• **WORK ITEM**: Take the data from its first line. Print each line exactly until the line containing "This PR makes" has been printed too.

[Collected data]
_____

PR #13737, opened 2023-04-18
Melt doors open with a C saber

Chatauscours:
[FEATURE] [GAME OBJECTS]

## About the PR 
This PR makes it so you can melt airlocks open with a c saber on help intent.
Melted airlocks are forced open and disabled forever (similarly to the emag).
For the melting to be done, there is an actionbar during which you cannot move or attack.
The duration of the action bar scales with door HP and matches the give or take time needed to bash the door open normally. 
Airlocks that are not hackable or emaggable (azones, listening post, ...) are immune to this.

## Why's this needed? 
It's very cool and badass and a little bit of a buff to the c saber (bashing the door open takes about 20 seconds currently).
https://www.youtube.com/watch?v=K48M2S7bkSA&t=22s

## Changelog 

```changelog
(u)Chatauscours
(*) Powered cyalume sabers on help intent are now able to melt doors open, like the cool guys do it in movies.
```

### DIFF
--- a/code/obj/machinery/door/airlock.dm
+++ b/code/obj/machinery/door/airlock.dm
@@ -1594,23 +1594,22 @@ About the new airlock wires panel:
 		return src.Attackhand(user)
 	else if (ispryingtool(C))
 		src.unpowered_open_close()
-	else if (C.type == /obj/item/sword && user.a_intent == INTENT_HELP && !( src.operating ))
+	else if (istype(C, /obj/item/sword) && (user.a_intent == INTENT_HELP) && !src.operating)
 		var/obj/item/sword/S = C
 		if (!S.active)
-			boutput(user, "<span class='alert'>[S] needs to be on to melt the [src]</span>")
+			boutput(user, "<span class='alert'>[S] needs to be on to melt the [src]!</span>")
 			return
 		if (src.cant_emag)
 			boutput(user, "<span class='alert'>[src] is too resistant to melt from the saber!</span>")
 			return
-		else if (!src.density)
+		if (!src.density)
 			boutput(user, "<span class='alert'>You don't need to break open [src], as it's already open!</span>")
 			return
-		else
-			var/positions = src.get_welding_positions(user)
-			user.visible_message("<span class='alert'>[user] begins melting [src] open with [S]!</span>",\
-				"<span class='alert'>You begin melting [src] open with your [S.name]!</span>")
-			playsound(user.loc, 'sound/items/Welder2.ogg', 40, 1)
-			actions.start(new /datum/action/bar/private/welding(user, src, 10 SECONDS, /obj/machinery/door/airlock/proc/sword_open, null, null, positions[1], positions[2]),user)
+		var/positions = src.get_welding_positions(user)
+		user.visible_message("<span class='alert'>[user] begins melting [src] open with [S]!</span>",\
+			"<span class='alert'>You begin melting [src] open with your [S.name]!</span>")
+		playsound(user.loc, 'sound/items/Welder2.ogg', 40, 1)
+		actions.start(new /datum/action/bar/private/welding(user, src, src.health/45 SECONDS, /obj/machinery/door/airlock/proc/sword_open, null, null, positions[1], positions[2]),user)
 	else
 		..()
 	return
--- a/code/obj/machinery/door/airlock.dm
+++ b/code/obj/machinery/door/airlock.dm
@@ -1594,7 +1594,11 @@ About the new airlock wires panel:
 		return src.Attackhand(user)
 	else if (ispryingtool(C))
 		src.unpowered_open_close()
-	else if (C.type == /obj/item/sword && C:can_reflect() && user.a_intent == INTENT_HELP && !( src.operating ))
+	else if (C.type == /obj/item/sword && user.a_intent == INTENT_HELP && !( src.operating ))
+		var/obj/item/sword/S = C
+		if (!S.active)
+			boutput(user, "<span class='alert'>[S] needs to be on to melt the [src]</span>")
+			return
 		if (src.cant_emag)
 			boutput(user, "<span class='alert'>[src] is too resistant to melt from the saber!</span>")
 			return
@@ -1603,8 +1607,8 @@ About the new airlock wires panel:
 			return
 		else
 			var/positions = src.get_welding_positions(user)
-			user.visible_message("<span class='alert'>[user] is melting [src] open with a cyalume saber!</span>",\
-				"<span class='alert'>You are melting [src] open with your cyalume saber!</span>")
+			user.visible_message("<span class='alert'>[user] begins melting [src] open with [S]!</span>",\
+				"<span class='alert'>You begin melting [src] open with your [S.name]!</span>")
 			playsound(user.loc, 'sound/items/Welder2.ogg', 40, 1)
 			actions.start(new /datum/action/bar/private/welding(user, src, 10 SECONDS, /obj/machinery/door/airlock/proc/sword_open, null, null, positions[1], positions[2]),user)
 	else
@@ -1626,8 +1630,7 @@ About the new airlock wires panel:
 /obj/machinery/door/airlock/proc/sword_open()
 	src.operating = -1
 	playsound(src, 'sound/machines/airlock_break_very_temp.ogg', 40, 1)
-	var/obj/item/scrap/S = new /obj/item/scrap
-	S.set_loc(src.loc)
+	new /obj/item/scrap(src.loc)
 	play_animation("opening")
 	src.UpdateIcon(1)
 	src.set_density(0)
--- a/code/obj/machinery/door/airlock.dm
+++ b/code/obj/machinery/door/airlock.dm
@@ -1630,15 +1630,7 @@ About the new airlock wires panel:
 	src.operating = -1
 	playsound(src, 'sound/machines/airlock_break_very_temp.ogg', 40, 1)
 	new /obj/item/scrap(src.loc)
-	play_animation("opening")
-	src.UpdateIcon(1)
-	src.set_density(0)
-	if (!istype(src, /obj/machinery/door/airlock/glass))
-		if (ignore_light_or_cam_opacity)
-			src.set_opacity(0)
-		else
-			src.RL_SetOpacity(0)
-	src.UpdateIcon()
+	open(TRUE)
 
 /obj/machinery/door/airlock/proc/unpowered_open_close()
 	if (!src || !istype(src))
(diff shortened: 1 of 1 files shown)


code/obj/machinery/door/airlock.dm
```diff
@@ -1610,6 +1623,21 @@ About the new airlock wires panel:
...
+	S.set_loc(src.loc)
+	play_animation("opening")
+	src.UpdateIcon(1)
+	src.set_density(0)
+	if (!istype(src, /obj/machinery/door/airlock/glass))
+		if (ignore_light_or_cam_opacity)
+			src.set_opacity(0)
+		else
+			src.RL_SetOpacity(0)
+	src.UpdateIcon()
```
TobleroneSwordfish, line 1639: why not just call the `open` proc like emags do?

code/obj/machinery/door/airlock.dm
```diff
@@ -1610,6 +1623,21 @@ About the new airlock wires panel:
 		src.welded = null
 	src.UpdateIcon()
 
+/obj/machinery/door/airlock/proc/sword_open()
+	src.operating = -1
+	playsound(src, 'sound/machines/airlock_break_very_temp.ogg', 40, 1)
+	var/obj/item/scrap/S = new /obj/item/scrap
+	S.set_loc(src.loc)
```
TobleroneSwordfish, line 1630:
```suggestion
	new /obj/item/scrap(src.loc)
```

code/obj/machinery/door/airlock.dm
```diff
@@ -1594,6 +1594,19 @@ About the new airlock wires panel:
...
+		if (src.cant_emag)
+			boutput(user, "<span class='alert'>[src] is too resistant to melt from the saber!</span>")
+			return
+		else if (!src.density)
+			boutput(user, "<span class='alert'>You don't need to break open [src], as it's already open!</span>")
+			return
+		else
+			var/positions = src.get_welding_positions(user)
+			user.visible_message("<span class='alert'>[user] is melting [src] open with a cyalume saber!</span>",\
+				"<span class='alert'>You are melting [src] open with your cyalume saber!</span>")
```
TobleroneSwordfish, line 1607:
```suggestion
			user.visible_message("<span class='alert'>[user] begins melting [src] open with [C]!</span>",\
				"<span class='alert'>You begin melting [src] open with your [C.name]!</span>")
```

code/obj/machinery/door/airlock.dm
```diff
@@ -1594,6 +1594,19 @@ About the new airlock wires panel:
 		return src.Attackhand(user)
 	else if (ispryingtool(C))
 		src.unpowered_open_close()
+	else if (C.type == /obj/item/sword && C:can_reflect() && user.a_intent == INTENT_HELP && !( src.operating ))
```
TobleroneSwordfish, line 1597: probably makes more sense to check `active` directly, also `:` bad!

TobleroneSwordfish (changes requested):
⭐ wars

flrsh:
20 seconds to bash open a door seems reasonable to me, especially when doors are often one of the only things between you and your victim. I don't think csabers need this buff. However, adding an additional traitor item that does this would be fine imo.

Chatauscours:
This is mainly for the reference rather than balance.
Also, I forgot to mention it, but 20 seconds is for the armoury doors, we are looking at about 12-14 seconds for regular doors.
That said, if this mini balance change is unwelcome, the length of the melting could be increased to match the bashing time.

flrsh:
> This is mainly for the reference rather than balance. Also, I forgot to mention it, but 20 seconds is for the armoury doors, we are looking at about 12-14 seconds for regular doors. That said, if this mini balance change is unwelcome, the length of the melting could be increased to match the bashing time.

Me who never watched Star Wars :sheltersweat:

Increasing the length of the melting time to be equivalent works for me!

code/obj/machinery/door/airlock.dm
```diff
@@ -1594,6 +1594,23 @@ About the new airlock wires panel:
 		return src.Attackhand(user)
 	else if (ispryingtool(C))
 		src.unpowered_open_close()
+	else if (C.type == /obj/item/sword && user.a_intent == INTENT_HELP && !( src.operating ))
```
Mister-Moriarty, line 1597:
```suggestion
	else if (istype(C, /obj/item/sword) && (user.a_intent == INTENT_HELP) && !src.operating)
```

code/obj/machinery/door/airlock.dm
```diff
@@ -1594,6 +1594,23 @@ About the new airlock wires panel:
...
+		var/obj/item/sword/S = C
+		if (!S.active)
+			boutput(user, "<span class='alert'>[S] needs to be on to melt the [src]</span>")
+			return
+		if (src.cant_emag)
+			boutput(user, "<span class='alert'>[src] is too resistant to melt from the saber!</span>")
+			return
+		else if (!src.density)
```
Mister-Moriarty, line 1605:
```suggestion
		if (!src.density)
```
Redundant `else`; the above `if` statement has an early return.

code/obj/machinery/door/airlock.dm
```diff
@@ -1594,6 +1594,23 @@ About the new airlock wires panel:
 		return src.Attackhand(user)
 	else if (ispryingtool(C))
 		src.unpowered_open_close()
+	else if (C.type == /obj/item/sword && user.a_intent == INTENT_HELP && !( src.operating ))
+		var/obj/item/sword/S = C
+		if (!S.active)
+			boutput(user, "<span class='alert'>[S] needs to be on to melt the [src]</span>")
```
Mister-Moriarty, line 1600:
```suggestion
			boutput(user, "<span class='alert'>[S] needs to be on to melt the [src]!</span>")
```

code/obj/machinery/door/airlock.dm
```diff
@@ -1594,6 +1594,23 @@ About the new airlock wires panel:
...
+			return
+		else if (!src.density)
+			boutput(user, "<span class='alert'>You don't need to break open [src], as it's already open!</span>")
+			return
+		else
+			var/positions = src.get_welding_positions(user)
+			user.visible_message("<span class='alert'>[user] begins melting [src] open with [S]!</span>",\
+				"<span class='alert'>You begin melting [src] open with your [S.name]!</span>")
+			playsound(user.loc, 'sound/items/Welder2.ogg', 40, 1)
+			actions.start(new /datum/action/bar/private/welding(user, src, 10 SECONDS, /obj/machinery/door/airlock/proc/sword_open, null, null, positions[1], positions[2]),user)
```
Mister-Moriarty, line 1613:
```suggestion
		var/positions = src.get_welding_positions(user)
		user.visible_message("<span class='alert'>[user] begins melting [src] open with [S]!</span>",\
			"<span class='alert'>You begin melting [src] open with your [S.name]!</span>")
		playsound(user.loc, 'sound/items/Welder2.ogg', 40, 1)
		actions.start(new /datum/action/bar/private/welding(user, src, 10 SECONDS, /obj/machinery/door/airlock/proc/sword_open, null, null, positions[1], positions[2]),user)
```
Redundant `else`; the above `if` statement has an early return.

Mister-Moriarty (changes requested):

Chatauscours:
> Me who never watched Star Wars :sheltersweat:
> 
> Increasing the length of the melting time to be equivalent works for me!

I've made it so the time for melting now scales with the amount of HP a door has, so we always land on times similar to bashing.

code/obj/machinery/door/airlock.dm
TobleroneSwordfish: Maybe pass a `force` param to `open` then? It's not great to duplicate the open behaviour here

Chatauscours:
Added a force param to the `open` proc as Leah suggested. Set to `FALSE` by default, if a `TRUE` is given when the proc is called, then all other conditions get bypassed.

code/obj/machinery/door/airlock.dm
```diff
@@ -1666,8 +1688,8 @@ About the new airlock wires panel:
 
 	return
 
-/obj/machinery/door/airlock/open()
-	if (!src.density || src.welded || src.locked || src.operating == 1 || (!src.arePowerSystemsOn()) || (src.status & NOPOWER) || src.isWireCut(AIRLOCK_WIRE_OPEN_DOOR))
+/obj/machinery/door/airlock/open(force = FALSE) //force bypasses doors being welded, bolted, etc
+	if (force == FALSE && (!src.density || src.welded || src.locked || src.operating == 1 || (!src.arePowerSystemsOn()) || (src.status & NOPOWER) || src.isWireCut(AIRLOCK_WIRE_OPEN_DOOR)))
```
TobleroneSwordfish, line 1692:
```suggestion
	if (!force && (!src.density || src.welded || src.locked || src.operating == 1 || (!src.arePowerSystemsOn()) || (src.status & NOPOWER) || src.isWireCut(AIRLOCK_WIRE_OPEN_DOOR)))
```

code/obj/machinery/door/airlock.dm
```diff
@@ -1594,6 +1594,22 @@ About the new airlock wires panel:
 		return src.Attackhand(user)
 	else if (ispryingtool(C))
 		src.unpowered_open_close()
+	else if (istype(C, /obj/item/sword) && (user.a_intent == INTENT_HELP) && !src.operating)
```
TobleroneSwordfish, line 1597:
```suggestion
	else if ((C.type == /obj/item/sword) && (user.a_intent == INTENT_HELP) && !src.operating)
```
Unless you want the discount variant to also melt through doors, but that would mess with the melt vs bash timings since it's a lot weaker. (yes it sucks that csabers are just `/obj/item/sword`)

TobleroneSwordfish (changes requested):

flappybatpal:
Why do csabers get an additional mechanic that katanas and red saws can't do? These are all 7 TC items.

TobleroneSwordfish (approved):
Code good, the concept seems fine to me since you're essentially trading the stamina you'd lose bashing the door for doing a lengthy interruptible action bar.

virvatuli-gh:
Agreed with Tarm, this makes zero sense conceptually, c-sabres are not laser swords and shouldn't be, the whole gimmick is that they're Excessively Not From Star Wars And That's Funny

ju45he:
Instead it should perma ban you for attempting to melt doors with something that obviously isn't hot.

HatNJacket:
Something to keep in mind is that bashing open a door is very loud and distinct. Assumedly, this animation would be near silent, or at least silent after the initial cutting noise. I feel like giving the c-saber the ability to open any door without much noise on top of being _a c-saber_ might be a bit worrying. If this was to go through, maybe give it a distinct sound and have it be audible throughout the animation?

_____

• **SOLUTION**:
PR #13737, opened 2023-04-18
Melt doors open with a C saber

Chatauscours:
[FEATURE] [GAME OBJECTS]

## About the PR 
This PR makes it so you can melt airlocks open with a c saber on help intent.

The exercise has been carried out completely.